JANOT CHERCHEUR D’IMAGE
JANOT CHERCHEUR D’IMAGE
A la fin du siècle dernier en même temps que les chercheurs d’or partaient autour du monde, de curieux hommes chargés de grosses boites en bois, nommées chambres noires recherchaient les pépites visuelles dans les contrées les plus reculées, les plus inconnues, les plus éloignées de la lumière des métropoles. Cette rareté du cliché saisi dans l’argent, brûlait les yeux de ces photographes comme on les nomma, pendant que les premiers omnubilés par leur métal précieux convoitaient la richesse brillante de l’or.
Guillaume Janot fait penser à ces pionniers du bout du monde, lui aussi arpente les territoires lointains à la recherche d’images. Mais la différence est qu’il arrive après le déferlement de communication du vingtième siècle avec son cortège infini de photographies sur papier glacé ou d’images animées sur des écrans télévisuels et cinématographiques. Chacune d’elles impliquant qu’elle transporte déjà en elle-même d’autres images archétypiques, compagnons d’imaginaire qui ont nourri et nourrissent les hommes.

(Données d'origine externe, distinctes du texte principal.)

PR #160, opened 2021-02-21
Direct Assign IDXGISwapChain1 to the ISwapChainPanelNative in Babylon React Native(reworked)

nkari82:
This pull request solves several problems on the Windows version.

1. Problems not being able to redraw when changing JavaScript.
2. Crash occurs when changing the window size in debug mode.
3. By creating a render-only thread, the React native UI is smooth.
4. Destructor not being called in EngineView.

ReactNative has a pre-pull request.
https://github.com/BabylonJS/BabylonNative/pull/606

### DIFF
--- a/Modules/@babylonjs/react-native-windows/windows/BabylonReactNative/EngineView.cpp
+++ b/Modules/@babylonjs/react-native-windows/windows/BabylonReactNative/EngineView.cpp
@@ -53,18 +53,22 @@ namespace winrt::BabylonReactNative::implementation {
 
 	EngineView::~EngineView()
 	{
+		if(_inputLoopWorker)
+			_inputLoopWorker.Cancel();
+
+		if(_renderLoopWorker)
+			_renderLoopWorker.Cancel();
+		
+		if(_resetView.valid())
+			_resetView.wait();	// waiting for bgfx to shutdown..
+
 		_criticalSection.lock();
 		_dxgiOutput = nullptr;
 		_backBufferPtr = nullptr;
 		_swapChain = nullptr;
 		_d3dContext = nullptr;
-		//_d3dDevice = nullptr;		// It will be released on bgfx.
+		_d3dDevice = nullptr;		// It will be released on bgfx.
 		_criticalSection.unlock();
-
-		_inputLoopWorker.Cancel();
-		_renderLoopWorker.Cancel();
-		
-		_resetView.wait();	// waiting for bgfx to shutdown..
 	}
 
 	void EngineView::Reset()
@@ -73,28 +77,25 @@ namespace winrt::BabylonReactNative::implementation {
 
 	void EngineView::RegisterInput()
 	{
-        WorkItemHandler workItemHandler([weakThis{ this->get_weak() }](IAsyncAction const& /* action */)
-        {
-            if (auto trueThis = weakThis.get())
-            {
-                auto deviceTypes = static_cast<CoreInputDeviceTypes>(
-                    static_cast<uint32_t>(Windows::UI::Core::CoreInputDeviceTypes::Mouse) |
-                    static_cast<uint32_t>(Windows::UI::Core::CoreInputDeviceTypes::Touch) |
-                    static_cast<uint32_t>(Windows::UI::Core::CoreInputDeviceTypes::Pen));
-                trueThis->_inputSource = trueThis->CreateCoreIndependentInputSource(deviceTypes);
+		WorkItemHandler workItemHandler([this](IAsyncAction const& /* action */) mutable
+		{
+			auto deviceTypes = static_cast<CoreInputDeviceTypes>(
+				static_cast<uint32_t>(Windows::UI::Core::CoreInputDeviceTypes::Mouse) |
+				static_cast<uint32_t>(Windows::UI::Core::CoreInputDeviceTypes::Touch) |
+				static_cast<uint32_t>(Windows::UI::Core::CoreInputDeviceTypes::Pen));
+			auto coreInput = CreateCoreIndependentInputSource(deviceTypes);
 
-                trueThis->_revokerData.PointerPressedRevoker = trueThis->_inputSource.PointerPressed(winrt::auto_revoke, { trueThis.get(), &EngineView::OnPointerPressed });
-                trueThis->_revokerData.PointerMovedRevoker = trueThis->_inputSource.PointerMoved(winrt::auto_revoke, { trueThis.get(), &EngineView::OnPointerMoved });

Et Janot s’affronte vaillamment à cette quête de l’image générique, originelle, porteuse ou non de référents symboliques et historiques, bien conscient de cette presque impossibilité, parce que chaque image délivre à sa surface ces signes qui la contextualisent dans son époque, son esthétique et son histoire. Car dans son cas on comprend que cette approche spécifique à vocation style documentaire, est à ses yeux consubstantielle à celle de la notion d’auteur; là où la vision subjective s’allie à la conscience politique dans une incarnation à la fois poétique et analytique. Une grande majorité d’artistes contemporains craignent cette incarnation de l’art dans l’histoire, se réfugiant dans des formes abstraites, sèches et vides qui ne renvoient qu’à leurs représentations propres, uniquement supportées par un discours conceptuel. Guillaume Janot échappe à ce piège, continuant son périple dans les codes de l’image, qu’il croise au gré de ses voyages. Il ne s’arrête jamais uniquement à des thématiques d’ordre directement sociologiques ou historiciennes. C’est une double lecture permanente, parfois cette fausse innocence des photographies, de prime abord, qui le fascine; mais est-elle encore possible, encore plus pour lui surtout qui n’est pas dupe des signifiés de ses images?
Et quand il constitue ultérieurement son éditing, il compose tel un musicien son oeuvre artefact, élaborant et réinventant les articulations déjà présentes, spontanément au moment de la prise de vue, recroisant ses préoccupations antérieures intuitives. Ainsi chacune de ses photographies délivrent- elles son secret qui renvoie à d’autres secrets et à d’autres photographies que le voyageur extérieur interprétera différemment selon sa vision propre.